Prompt:
Extract all records. Keep each one exact.
━━━ Data for processing
PR #3348, opened 2025-03-31
chore: waku.nimble force libwaku compile logs with TRACE log level by default

Ivansete-status:
# Description
When working in waku-rust-bindings I've noticed that setting the `logLevel` to `DEBUG` didn't change anything. After applying the suggested change, I could set it to `DEBUG` properly (or `TRACE`.)

## Issue


gabrielmer (approved):
Thank you!

PR #3354, opened 2025-04-01
chore: retrieve protocols in new added peer from discv5

Ivansete-status:
# Description
- Simplify `PeerStore` management. We should only deal with one `PeerStore` instance.
- Remove the type `WakuPeerStore` in `waku/node/peer_manager/waku_peer_store.nim`. Suggest to only use raw `PeerStore` type.
- Properly update the protocols list when a peer is discovered. The previous implementation just overrode the protos list. In this PR, we update the current protocols list with new discovered protocols. ( see  `addPeer` from `peer_manager.nim` .)
- Changes in `tests/waku_discv5/test_waku_discv5.nim`:
  - Activate discv5 unit test list. They were implemented but we didn't run them in our CI.
  - Add new discv5 unittest to validate the discovery of "exotic" protocols such as "peer-exchange" or "rendezvous".
- Add new test in `tests/test_peer_manager.nim`

## Issue

closes
- https://github.com/waku-org/nwaku/issues/3324

### DIFF
--- a/apps/liteprotocoltester/diagnose_connections.nim
+++ b/apps/liteprotocoltester/diagnose_connections.nim
@@ -42,7 +42,7 @@ proc `$`*(cap: Capabilities): string =
 
 proc allPeers(pm: PeerManager): string =
   var allStr: string = ""
-  for idx, peer in pm.wakuPeerStore.peers():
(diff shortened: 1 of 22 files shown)


NagyZoltanPeter (approved):
LGTM!!!! Thank you!

PR #517, opened 2025-10-27
[API 2] add PDP

jpaillard:
This work continues the efforts initiated in #318 
It relies more heavily on sklearn's implementation. I suggest having this as a first minimal visualization tool in the library.


bthirion (approved):
LGTM, thx !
━━━━━━
Written solution:
PR #3348, opened 2025-03-31
chore: waku.nimble force libwaku compile logs with TRACE log level by default

Ivansete-status:
# Description
When working in waku-rust-bindings I've noticed that setting the `logLevel` to `DEBUG` didn't change anything. After applying the suggested change, I could set it to `DEBUG` properly (or `TRACE`.)

## Issue


gabrielmer (approved):
Thank you!

PR #3354, opened 2025-04-01
chore: retrieve protocols in new added peer from discv5

Ivansete-status:
# Description
- Simplify `PeerStore` management. We should only deal with one `PeerStore` instance.
- Remove the type `WakuPeerStore` in `waku/node/peer_manager/waku_peer_store.nim`. Suggest to only use raw `PeerStore` type.
- Properly update the protocols list when a peer is discovered. The previous implementation just overrode the protos list. In this PR, we update the current protocols list with new discovered protocols. ( see  `addPeer` from `peer_manager.nim` .)
- Changes in `tests/waku_discv5/test_waku_discv5.nim`:
  - Activate discv5 unit test list. They were implemented but we didn't run them in our CI.
  - Add new discv5 unittest to validate the discovery of "exotic" protocols such as "peer-exchange" or "rendezvous".
- Add new test in `tests/test_peer_manager.nim`

## Issue

closes
- https://github.com/waku-org/nwaku/issues/3324

### DIFF
--- a/apps/liteprotocoltester/diagnose_connections.nim
+++ b/apps/liteprotocoltester/diagnose_connections.nim
@@ -42,7 +42,7 @@ proc `$`*(cap: Capabilities): string =
 
 proc allPeers(pm: PeerManager): string =
   var allStr: string = ""
-  for idx, peer in pm.wakuPeerStore.peers():
(diff shortened: 1 of 22 files shown)


NagyZoltanPeter (approved):
LGTM!!!! Thank you!

PR #517, opened 2025-10-27
[API 2] add PDP

jpaillard:
This work continues the efforts initiated in #318 
It relies more heavily on sklearn's implementation. I suggest having this as a first minimal visualization tool in the library.


bthirion (approved):
LGTM, thx !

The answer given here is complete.